SUPPLIED DATA:
PR #2477, opened 2025-04-09
feat(components): InputTime without RHF

ZakaryH:
## Motivations

Currently InputTime uses FomField for the input logic and styling. FormField uses RHF internally, and this can cause issues with external instances of RHF trying to use the component.

As such, we're going to make an FormField (RHF) decoupled version of the component under the `version=2` group that can be opted into.

### Added

- a separate InputTime.rebuilt component that does not use FormField
- internal test-ids to the Clearable button and the InputTime's input because `getByRole("textbox")` is failing to find the `input type="time"` for some reason 

### Changed

- time utils extracted to their own file to be shared across the two implementations
- index.ts -> index.tsx with logic to determine which component to use based off `version`
- types file renamed to match how we name these types of files
- InputTime.rebuilt doesn't even attempt to call `props.onKeyUp` because it's not a real prop we'd ever receive

### Deprecated

- 

### Removed

- 

### Fixed

- 

### Security

- 

## Testing

InputTime v1 should be totally unchanged

inputTime v2 should work as expected for base functionality 
- onBlur/onFocus
- time prediction
- clearing
- other props like `inline`
- etc.

additionally now you can pass in "name" without a FormProvider and it'll work nicely with no generated name

I don't know how to test the `useEffect` block, I still don't quite understand what it should be doing.

Changes can be

---

Random photo of Atlantis


packages/components/src/InputTime/InputTime.tsx
```diff
@@ -38,50 +45,16 @@ export function InputTime({
...
   function handleBlur() {
     params.onBlur?.();
+    console.log("handleBlur");
 
     // Time inputs doesn't clear the typed value when it's invalid. This should
     // force it to reset the input value when the typed value is invalid.
     if (ref.current) {
+      // when would this ever be invalid? we don't allow any
+      // of the attributes that would make it invalid
       if (!ref.current.checkValidity()) {
```
ZakaryH, line 55: I'm unclear how we'd ever hit this block. I must be missing something because it seems to me that we'd always be comparing a timestamp to some string value.

image
image
https://developer.mozilla.org/en-US/docs/Web/HTML/Constraint_validation

doesn't really matter in the context of what this PR is meant to achieve though.

packages/components/src/InputTime/InputTime.tsx
```diff
@@ -38,50 +45,16 @@ export function InputTime({
 
   function handleBlur() {
     params.onBlur?.();
+    console.log("handleBlur");
 
     // Time inputs doesn't clear the typed value when it's invalid. This should
     // force it to reset the input value when the typed value is invalid.
     if (ref.current) {
```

WHAT YOU SHOULD DO: Take the entries above and copy them exactly from the first line through the line with "inputTime v2 should"; leave out every line after it.

ANSWER TO THIS TASK:
PR #2477, opened 2025-04-09
feat(components): InputTime without RHF

ZakaryH:
## Motivations

Currently InputTime uses FomField for the input logic and styling. FormField uses RHF internally, and this can cause issues with external instances of RHF trying to use the component.

As such, we're going to make an FormField (RHF) decoupled version of the component under the `version=2` group that can be opted into.

### Added

- a separate InputTime.rebuilt component that does not use FormField
- internal test-ids to the Clearable button and the InputTime's input because `getByRole("textbox")` is failing to find the `input type="time"` for some reason 

### Changed

- time utils extracted to their own file to be shared across the two implementations
- index.ts -> index.tsx with logic to determine which component to use based off `version`
- types file renamed to match how we name these types of files
- InputTime.rebuilt doesn't even attempt to call `props.onKeyUp` because it's not a real prop we'd ever receive

### Deprecated

- 

### Removed

- 

### Fixed

- 

### Security

- 

## Testing

InputTime v1 should be totally unchanged

inputTime v2 should work as expected for base functionality 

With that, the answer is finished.